Keith Haring: I knew Jean-Michel when I first came to New York because he grew up in New York, but in Brooklyn. He started hanging out on the scene in New York, around the same time that I did. I met him in 1981.
French Interviewer: Basquiat painted with war, but you never did. Why?
Keith Haring: Partly because Jean-Michel did--
Alison Stewart: Let's get into it with Brad Gooch, the author of Radiant: The Life and Line of Keith Haring. In 1978, Keith Haring was dropped off at the Y on 23rd street. It was housing for students attending School of Visual Arts, SVA. He was there two days, I think you said?
Brad Gooch: Yes. First of all, it was the second YMCA he'd been dropped off. First was in Pittsburgh, and then this, the 23rd Street YMCA. The year, the season that that YMCA video was filmed there. That's one of the places. The Chelsea Hotel was another where you could stay for $80 if you were an SVA student. Keith goes there. He makes his way around day one, and one and a half. Christopher Street in the West Village, which he said is like landing in a gay Disneyland. Highest compliment he could give.
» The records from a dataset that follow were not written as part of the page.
PR #289, opened 2023-09-07
Move to changesets for changelog management

elpoelma:
### Overview
Adds [changesets](https://github.com/changesets/changesets) as a tool for changelog management.
Refer to their docs for details, but essentially, instead of manually adding an entry
to the changelog file, you can now do `npx changeset` and it will create a changeset file.

Because it's a separate file, there will be no more merge conflicts relating to changelogs, and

That was a moment where Christopher Street was teeming, especially on a Sunday afternoon with guys in all sorts of costumes. That's where the YMCA guys came from. I mean, there were people dressed in leather jackets and people dressed as lumberjacks. You could walk down to the pier where people were cruising. Keith meets somebody pretty quickly. This somebody takes him back to this house. He's living out on West 10th Street in the village, where there's an older guy who has a lot of rooms in his house, and there are a lot of young gay guys staying there.
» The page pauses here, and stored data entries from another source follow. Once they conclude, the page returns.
PR #290, opened 2023-09-07
GN-4479: make address node work properly inside a location variable

elpoelma:
### Overview
This PR adds support for inserting/editing address variables inside location variables. 
Specifically, it includes the following changes:
- The address node-view has been added to the embedded-editor of location variables
- Several css changes to ensure it remains clear to the user which variable is selected

[GN-4479](https://binnenland.atlassian.net/browse/GN-4479?atlOrigin=eyJpIjoiYWVmMTZlNzhhODdjNDZhZTk4YmNkYzJjY2ZiZDhlZWUiLCJwIjoiaiJ9)

### How to test/reproduce
- Open the regulatory statements dummy page
- Insert a location variable and enter it's embedded editor
- Insert an address variable inside the location variable
- Fill in the address variable
- Reload to check if all variables are correctly persisted

### Challenges/uncertainties
- On styling
   * When selecting an address variable inside a location variable and then leaving the location variable, the address variable still seems selected.
   * Unsure if it is clear enough to users which variable is selected (including the distinction between atomic and non-atomic variables)
- When a location variable only contains and address variable, the cursors don't work as expected. Including the firefox and chrome cursor plugins inside the embedded-editor gives weird results.

### Checks PR readiness
- [ ] UI
- [x] changelog
- [x] npm lint
- [x] no new deprecations


elpoelma:
> Clicking in the nested node and then clicking outside into the document does not remove the "selected" outline, not functionality breaking and not a blocker, but I think UI wise this can be improved
> CleanShot.2023-09-13.at.14.33.39.mp4

Yes I think so too, this was already an issue before with other nodes inside an embedded editor. I'm not sure what the best way is to tackle this issue (through css or js).

abeforgit:
the issue is that the inner node doesn't lose its "selected" state (I assume because its an inner editor that keeps its own selection)
this means it never loses the Prosemirror-selectedNode class

I guess when you click outside an embedded editor, we clear that state, but only for the "first one"?

elpoelma:
> the issue is that the inner node doesn't lose its "selected" state (I assume because its an inner editor that keeps its own selection) this means it never loses the Prosemirror-selectedNode class
> 
> I guess when you click outside an embedded editor, we clear that state, but only for the "first one"?

I don't think we ever clear that state tbh

elpoelma:
On the main view of the editor, we could do something like this:
```js
this.mainView = new SayView(target, {
      ...
      handleDOMEvents: {
        focus: () => {
          if (this.mainView !== this.activeView) {
            const tr = this.activeView.state.tr;
            tr.setSelection(TextSelection.create(this.activeView.state.doc, 0));
            this.activeView.dispatch(tr);
            this.setActiveView(this.mainView);
          }
        },
      },
      ...
    });
    ```
When we are refocusing the main view, clear the selection (text-selection at the beginning) of the embedded view.

abeforgit:
> On the main view of the editor, we could do something like this:
> 
> this.mainView = new SayView(target, {
>       ...
>       handleDOMEvents: {
>         focus: () => {
>           if (this.mainView !== this.activeView) {
>             const tr = this.activeView.state.tr;
>             tr.setSelection(TextSelection.create(this.activeView.state.doc, 0));
>             this.activeView.dispatch(tr);
>             this.setActiveView(this.mainView);
>           }
>         },
>       },
>       ...
>     });
> 
> When we are refocusing the main view, clear the selection (text-selection at the beginning) of the embedded view.

sounds sensible, but you can merge this pr without for now

abeforgit:
issue tracked here https://binnenland.atlassian.net/browse/GN-4531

This becomes his immediate group of friends, and they go to the Y and help him move out, bring all his stuff to that house. The next day, Monday, he starts school at School of Visual Arts. Shows how fast Keith Haring's life went and also what that time was like. There was a tremendous excitement. There was a feeling of liberation. We didn't have social media or cell phones. If you wanted to meet someone, you needed to go out to a club or a bar or a street. There's a lot of intensity among young gay people at the time. Keith just went with that flow.
Alison Stewart: He attended SVA, but he seems sort of unwilling to take the basic classes. What was required of him? Why was he allowed to sort of blow off certain assignments?
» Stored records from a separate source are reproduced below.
PR #296, opened 2023-09-11
bump ember deps and add them to peerDeps

abeforgit:
### Overview

ember source and data are peerdeps, so we should add them as such. As a bonus, bumps ember and ED
for the dev setup to 4.12 cause why not.

EDIT about 4 hours later:
this turned into quite the rabbithole. Essentially I wanted to test the new setup in GN, since I
wasn't convinced the standard template plugin was being hit in the dummy app
So naturally I `npm link`ed the plugins there.

To my surprise I got a runtime error from ember-resources. It seemed to think that it now lived in
a 4.12 app, even though GN is 4.8. So after some digging I figured this could be due to
the awkwardness of `npm link`.

I found [yalc](https://www.npmjs.com/package/yalc) which seemed promising. It _actually_ publishes
your package to a "local registry" and then allows to "really" install in in your host.
This ran into another issue, something about typescript `declare`d class properties not being
transpiled.

So I turned to discord and invoked the nullvox card. After some discussion I confirmed `npm link`
was likely the culprit of the first issue. Still, I had no way to actually link the two.
So I kept digging, and by chance stumbled on
[this issue](https://github.com/typed-ember/ember-cli-typescript/issues/1568).
Turns out ember-cli-typescript seems to be on the way out. Simplifying the setup couldn't hurt
(never really liked ember-cli-typescript, does way too much magic). To my surprise that actually
worked! I could now use either `yalc add` or `yalc link`, both working as intended.

After some debate I found out I can't quite get rid of e-cli-ts, cause the precompile and clean
commands are still necessary, and are quite involved pieces of scripting. This was annoying,
cause adding back the dep, even with the extra babel config, broke yalc again.
With some more struggling I finally got the idea to keep it, but as a devdep. This makes it so
the cli commands are available for yalc but the dep won't be included in the package, so it can't
do whatever it was doing to the build pipeline that was breaking things. So win-win.

### How to test/reproduce

So as mentioned, you kinda need yalc.
It's very easy to use and I think you'll see a lot more of it in the near future, it could
potentially do wonders for dependent PR misery.

run `yalc publish` in this repo
run `yalc link @lblod/ember-rdfa-editor-lblod-plugins` in GN

verify the templates work and nothing else breaks.

### Challenges/uncertainties

uncertainties abound, I have no clue what is going on with this mad world of package managers
and peerdeps

### Checks PR readiness
- [x] changelog
- [x] npm lint
- [x] no new deprecations

### DIFF
--- a/.changeset/sharp-cobras-act.md
+++ b/.changeset/sharp-cobras-act.md
@@ -1,0 +1,5 @@
+---
+'@lblod/ember-rdfa-editor-lblod-plugins': minor
+---
+
+bump ember and ember data to 4.12 for development, and add correct peerdep specification for consumers
--- a/README.md
+++ b/README.md
@@ -5,7 +5,9 @@ related to the LBLOD Project.
 
 ## Compatibility
 
-* Ember.js v3.28 or above
+* Ember.js and ember data v3.28 or 4.x
+note: we smoke-test for 3.28 but develop on the latest 4.x minor. The 5.x range is currently untested and not officially supported, but we accept issues and PRs to do so.
+
 * Embroider or ember-auto-import v2
 * Node 18 or above
 
--- a/index.js
+++ b/index.js
@@ -6,6 +6,9 @@ module.exports = {
     return process.env.EMBER_ENV === 'development';
   },
   options: {
+    'ember-cli-babel': {
+      enableTypeScriptTransform: true,
+    },
     babel: {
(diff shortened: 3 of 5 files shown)


elpoelma (approved):
Seems to work well on first sight. Tested with latest master of GN, ember-data does not seem to have any issues.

Brad Gooch: Well, the reason I mentioned the purple-haired teacher in Kutztown, Pennsylvania, when he was in middle school, is that they learned that he wouldn't take direction, and he had an idea about what he wanted to do. When he landed in certain of these required basic classes where you're supposed to paint or you were supposed to do life study drawing, he wasn't interested. I mean, he even said he couldn't do that. He had already this very strong sense. He was almost like an outsider artist in that way. Very strong sense of what he was going for, even if he wasn't there yet.
Instead, then he took a lot of the courses. SVA had a great faculty at the time. From seeing what classes Keith did take and became interested in, you get a sense of the mood of the art world in the late '70s. He was taking video classes, performance art with Simone Forti, conceptual art with Joseph Kosuth. He stopped painting pretty much entirely. He, for six months, was a poet and was reading at the St. Mark's Poetry project, readings at Club 57.
The art school for him, rather than being a painting school, is a place where he's starting to put together, again, these extremes and this kind of collaboration between different kinds of kinds of artworks. I think then the real importance for him, and he drops out again when he drops out of SVA after two years, feeling that he was beyond it and he didn't need it. It was true. That was its place. That's always that kind of character, is admirable, I think, or to me, is kind of inspiring that he has his own rudder and he doesn't want to be slowed down.
Alison Stewart: We're discussing Radiant: The Life and Line of Keith Haring. I'm speaking with its author, Brad Gooch. It is our choice for Full Bio. You mentioned the artist, Barbara Buckner, was somewhat like a mentor to him.
Brad Gooch: Yes.
Alison Stewart: What did she see in Keith?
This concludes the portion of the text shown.